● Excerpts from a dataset
•••

Issue #2582, opened 2020-05-10
query: add tests for endpoints + prefix tests


GiedriusS:
Coming from https://github.com/thanos-io/thanos/issues/2514#issuecomment-618513836.

We should add some similar tests to what Prometheus has here: https://github.com/prometheus/prometheus/blob/84b4d079c8714be8e8ad071a35b0391df270364c/web/web_test.go#L92. AFAICT it should be pretty easy to do:

* Refactor the route registering and starting of the HTTP server into a separate function
* Call it from a test & check all of the endpoints
* Add a test on what happens if a prefix has been specified

Should prevent https://github.com/thanos-io/thanos/issues/2581. Making a separate issue for this because this should encompass all of the endpoints that we expose to our users.

bwplotka:
:+1: 

Help wanted

tpaschalis:
I'll take a stab if there's no objection!

kakkoyun:
@GiedriusS Does https://github.com/thanos-io/thanos/pull/2714 satisfy all the needs here?

squat:
hm not quite, I think we should still test for combinations for external web prefix + web prefix. We identified last week that these are not yet completely correctly handled

GiedriusS:
External/route prefix tests are being added in https://github.com/thanos-io/thanos/pull/2800.

GiedriusS:
They have been added, closing.

PR #2714, opened 2020-06-04
query: Add e2e test for web route prefix

### LINKED ISSUE #2581: query: --web.route-prefix makes UI inaccessible

```
./thanos --version                                                                                                                
thanos, version 0.12.2 (branch: master, revision: 060ad9552dbcce9ea50218025a913ad8e99b4471)
  build user:       gstatkevicius@gstatkevicius-desktop
  build date:       20200510-20:54:11
  go version:       go1.14.2
```

**Object Storage Provider**:

N/A

**What happened**:

I have specified `--web.route-prefix` as `FOO` by: `--web.route-prefix=FOO`. Then, I went to http://localhost:10902/FOO.

Expected the user interface to load. Instead, I got a 404.

Run `./thanos query --web.route-prefix="test"`. Go to http://localhost:10902/test.

N/A

ATM when you specify `FOO` as `--web.route-prefix` then:
* A permanent redirect is registered on `/` to `/FOO`
* On `/FOO` a permanent redirect is registered via `q.root` to `/graph`
* And `/graph` is actually registered on `/FOO/graph`

Making an ad-hoc change to `q.root` like this:

```
// Root redirects "/" requests to "/graph", taking into account the path prefix value.
func (q *Query) root(w http.ResponseWriter, r *http.Request) {
	prefix := GetWebPrefix(q.logger, q.externalPrefix, q.prefixHeader, r)

	http.Redirect(w, r, path.Join(prefix, "/test", "/graph"), http.StatusFound)
}
```

Makes the UI available on http://localhost:10902/test again to some degree.

The assets are still being loaded from `/static`, not `/test/static` but that's another problem. I'd expect to see a fully functional UI but that hasn't worked on 0.11.x as well. To get a fully functional UI, you also need to specify `--web.external-prefix="/test"`. But maybe that's by design.

prmsrswt:

## Changes
Add a new e2e test scenario for testing route prefix. I used [chromedp](https://github.com/chromedp/chromedp) to test failed network requests. Right now this test would fail, because we are using absolute URLs for static assets in our templates, and hence we get `404 Not Found`. This is because we are still trying to get assets from `/static/*` while it should be `/{{ routePrefix }}/static/*` as we are using a route prefix.

This isn't exactly what we required in #2582 but it serves the same purpose, and is better in some cases. But I think there's still merit in having unit tests for route prefix and similar.

Fixes #2581 

## Verification
Tested the e2e test by running locally with different scenarios.


test/e2e/query_test.go
```diff
@@ -167,6 +170,53 @@ func TestQuery(t *testing.T) {
...
+	ctx, cancel := chromedp.NewContext(context.Background())
+	defer cancel()
+
+	var networkErrors []string
+
+	// Listen for failed network requests and push them to an array.
+	chromedp.ListenTarget(ctx, func(ev interface{}) {
+		switch ev := ev.(type) {
+		case *network.EventLoadingFailed:
+			networkErrors = append(networkErrors, ev.ErrorText)
```
squat, line 199: Is chromedp guaranteeing to run this func sequentially? Otherwise we might have data races with concurrent access overwriting the networkErrors slice.

test/e2e/query_test.go
```diff
@@ -167,6 +170,53 @@ func TestQuery(t *testing.T) {
...
+	err = chromedp.Run(ctx,
+		network.Enable(),
+		chromedp.Navigate("http://"+q.HTTPEndpoint()+"/test/graph"),
+		chromedp.WaitVisible(`body`),
+	)
+	testutil.Ok(t, err)
+
+	err = func() error {
+		if len(networkErrors) > 0 {
+			return fmt.Errorf("some network requests failed")
```
squat, line 212: if we just return this error, then we won't know _why_ chromedp is failing. How about concatenating the error strings?
```go
return fmt.Errorf("some network requests failed: %s", strings.Join(networkErrors, "; "))
```

test/e2e/query_test.go
prmsrswt: Yes this is synchronous. You have to use goroutines if you want this to handle concurrently. They also recommend using goroutines almost all the time, but it was only an append statement so thought it would only add unnecessary complexity.

test/e2e/query_test.go
prmsrswt: Got it. I'll push the changes.

test/e2e/query_test.go
squat: ack good. the main thing I wanted to ensure was that we wouldn't have a data race. we aren't doing any blocking actions, we operating synchronously is fine :)

pkg/ui/ui.go
```diff
@@ -170,6 +170,12 @@ func GetWebPrefix(logger log.Logger, externalPrefix, prefixHeader string, r *htt
 		level.Warn(logger).Log("msg", "Could not parse value of UI external prefix", "prefix", prefix, "err", err)
 	}
 
+	// To use relative URLs we need the prefix to have trailing "/" so that we don't have to add the
+	// "/" everywhere in templates.
+	if prefix != "" {
+		prefix = prefix + "/"
```
squat, line 176: What if a prefix is given that already ends in `/`? Can we ensure we only have one trailing slash?

prmsrswt: That is already being done in the sanitizePrefix function.

PR #2716, opened 2020-06-04
compact: do not delete compact dir if halt error occurs

GiedriusS:
Let's leave the compactDir if a HaltError occurs to aid in debugging
problems. Without this, it is impossible to inspect the state on disk
after a HaltError occurs.

## Changes

Added a named return for the error in a function. Checked if it is not a halting error before trying to delete `compactDir`.

## Verification

e2e test improvements that fail without this change.

### DIFF
--- a/pkg/compact/compact.go
+++ b/pkg/compact/compact.go
@@ -453,7 +453,7 @@ func (cg *Group) Compact(ctx context.Context, dir string, comp tsdb.Compactor) (
 	subDir := filepath.Join(dir, cg.Key())
 
 	defer func() {
-		if rerr != nil {
+		if IsHaltError(rerr) {
 			return
 		}
 		if err := os.RemoveAll(subDir); err != nil {
--- a/pkg/compact/compact.go
+++ b/pkg/compact/compact.go
@@ -447,12 +447,15 @@ func (cg *Group) Resolution() int64 {
 
 // Compact plans and runs a single compaction against the group. The compacted result
 // is uploaded into the bucket the blocks were retrieved from.
-func (cg *Group) Compact(ctx context.Context, dir string, comp tsdb.Compactor) (bool, ulid.ULID, error) {
+func (cg *Group) Compact(ctx context.Context, dir string, comp tsdb.Compactor) (shouldRerun bool, compID ulid.ULID, rerr error) {
 	cg.compactionRunsStarted.Inc()
 
 	subDir := filepath.Join(dir, cg.Key())
 
 	defer func() {
+		if rerr != nil {
+			return
+		}
 		if err := os.RemoveAll(subDir); err != nil {
 			level.Error(cg.logger).Log("msg", "failed to remove compaction group work directory", "path", subDir, "err", err)
 		}
@@ -879,8 +882,11 @@ func NewBucketCompactor(
 }
 
 // Compact runs compaction over bucket.
-func (c *BucketCompactor) Compact(ctx context.Context) error {
+func (c *BucketCompactor) Compact(ctx context.Context) (rerr error) {
 	defer func() {
+		if IsHaltError(rerr) {
+			return
+		}
 		if err := os.RemoveAll(c.compactDir); err != nil {
 			level.Error(c.logger).Log("msg", "failed to remove compaction work directory", "path", c.compactDir, "err", err)
 		}
--- a/test/e2e/compact_test.go
+++ b/test/e2e/compact_test.go
@@ -8,6 +8,7 @@ import (
 	"context"
 	"encoding/json"
 	"fmt"
+	"io"
 	"net/http"
 	"os"
 	"path"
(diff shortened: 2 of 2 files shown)


GiedriusS:
Oops, my bad - forgot to push the latest changes. e2e tests should pass now.

> lgtm; if we have halt errors then we don't really care about the compact dir growing in size since there are likely bigger problems, right?

The whole process will hang at that point. And there is a:

```go
  935         // Clean up the compaction temporary directory at the beginning of every compaction loop.                                                                                                              
  936         if errRemove := os.RemoveAll(c.compactDir); errRemove != nil {                                                                                                                                         
  937             return errors.Wrap(errRemove, "clean up the compaction temporary directory")                                                                                                                       
  938         } 
```

That ensures we start with a fresh directory.

pkg/compact/compact.go
```diff
@@ -879,10 +879,13 @@ func NewBucketCompactor(
 }
 
 // Compact runs compaction over bucket.
-func (c *BucketCompactor) Compact(ctx context.Context) error {
+func (c *BucketCompactor) Compact(ctx context.Context) (err error) {
 	defer func() {
-		if err := os.RemoveAll(c.compactDir); err != nil {
-			level.Error(c.logger).Log("msg", "failed to remove compaction work directory", "path", c.compactDir, "err", err)
+		if IsHaltError(err) {
```
squat, line 884: hmm actually something here is a little funny.. the `err` variable is never actually used or set, so this is always be false, no?

GiedriusS:
> hmm actually something here is a little funny.. the err variable is never actually used or set, so `IsHaltError` will always return false, no?

No, that's not needed - the named variables get their values according to what's after `return` if they have been explicitly written. For example https://play.golang.org/p/WsvFWYw1iAp. 

Actually, we even have a paragraph about this in our style guide: https://thanos.io/contributing/coding-style-guide.md/#use-named-return-parameters-carefully :smile:

squat:
well, our style guide mentions named returns but says nothing of this particular language feature. In any case, this feature is news to me

pkg/compact/compact.go
```diff
@@ -879,10 +879,13 @@ func NewBucketCompactor(
 }
 
 // Compact runs compaction over bucket.
-func (c *BucketCompactor) Compact(ctx context.Context) error {
+func (c *BucketCompactor) Compact(ctx context.Context) (err error) {
```
pracucci, line 882: I think the whole diff would have been easier if you just named the returned error differently, like `returnErr`.

pkg/compact/compact.go
```diff
@@ -915,40 +918,40 @@ func (c *BucketCompactor) Compact(ctx context.Context) error {
 						continue
 					}
 
-					if IsIssue347Error(err) {
-						if err := RepairIssue347(workCtx, c.logger, c.bkt, c.sy.metrics.blocksMarkedForDeletion, err); err == nil {
+					if IsIssue347Error(errCompact) {
+						if errRepair := RepairIssue347(workCtx, c.logger, c.bkt, c.sy.metrics.blocksMarkedForDeletion, err); errRepair == nil {
```
pracucci, line 922: The `err` passed to `RepairIssue347()` is wrong. It should be `errCompact` (but I would suggest to reconsider just naming differently the returned param, otherwise it's too easy to introduce such bugs).

GiedriusS: Good catch and indeed you are correct that it would be easier to read. I will update.

pkg/compact/compact.go
```diff
@@ -447,12 +447,15 @@ func (cg *Group) Resolution() int64 {
...
 // Compact plans and runs a single compaction against the group. The compacted result
 // is uploaded into the bucket the blocks were retrieved from.
-func (cg *Group) Compact(ctx context.Context, dir string, comp tsdb.Compactor) (bool, ulid.ULID, error) {
+func (cg *Group) Compact(ctx context.Context, dir string, comp tsdb.Compactor) (shouldRerun bool, compID ulid.ULID, rerr error) {
 	cg.compactionRunsStarted.Inc()
 
 	subDir := filepath.Join(dir, cg.Key())
 
 	defer func() {
+		if rerr != nil {
```
pracucci, line 456: Is it correct doing it for any error?

GiedriusS: I think so:

```go
	if err := os.RemoveAll(subDir); err != nil {
		return false, ulid.ULID{}, errors.Wrap(err, "clean compaction group dir")
	}
```
Most likely the same operation will fail again and the deletion of it in `defer` is best-effort either way.


```go
	if err := os.MkdirAll(subDir, 0777); err != nil {
		return false, ulid.ULID{}, errors.Wrap(err, "create compaction group dir")
	}
```

This is not a `HaltError` and then in such case, the caller will clean up the parent directory in a best-effort manner. Is there something, in particular, that doesn't look correct to you?

pracucci: This function can return also if `cg.compact()` returns error. There are many reasons why `cg.compact()` could return error, and it can also return an `HalfError`. The `os.RemoveAll()` done in this `defer` is used to cleanup the blocks downloaded (or created) by `cg.compact()`. For this reason, I'm wondering what we want to achieve with this change. If it's all about preserving the disk state on halt error, then I think we could also check if the HaltError here as well.

PR #2718, opened 2020-06-04
deps: Updated minio-go dependency to v6.0.56 to add two region endpoints

theunisbotha:
This PR is a cherry-pick of #2705, which updates the minio-go dependency to [v6.0.56](https://github.com/minio/minio-go/tree/v6.0.56). This essentially adds two new region endpoints for AWS S3.

Would it be possible for this change to be included in the `0.13.0` release?
We are planning to switch over to the newly added regions in AWS S3, but until the dependency is added, we are stuck using on-prem storage. 

### DIFF
--- a/CHANGELOG.md
+++ b/CHANGELOG.md
@@ -11,6 +11,10 @@ We use *breaking* word for marking changes that are not backward compatible (rel
 
 ## Unreleased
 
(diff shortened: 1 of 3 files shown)


theunisbotha:
Thank you! 😁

•••

● TASK GOAL
Copy, exactly and only, the lines above that begin with the one containing "squat, line 176: What" and finish with the one containing "Let's leave the".

● TASK ANSWER
squat, line 176: What if a prefix is given that already ends in `/`? Can we ensure we only have one trailing slash?

prmsrswt: That is already being done in the sanitizePrefix function.

PR #2716, opened 2020-06-04
compact: do not delete compact dir if halt error occurs

GiedriusS:
Let's leave the compactDir if a HaltError occurs to aid in debugging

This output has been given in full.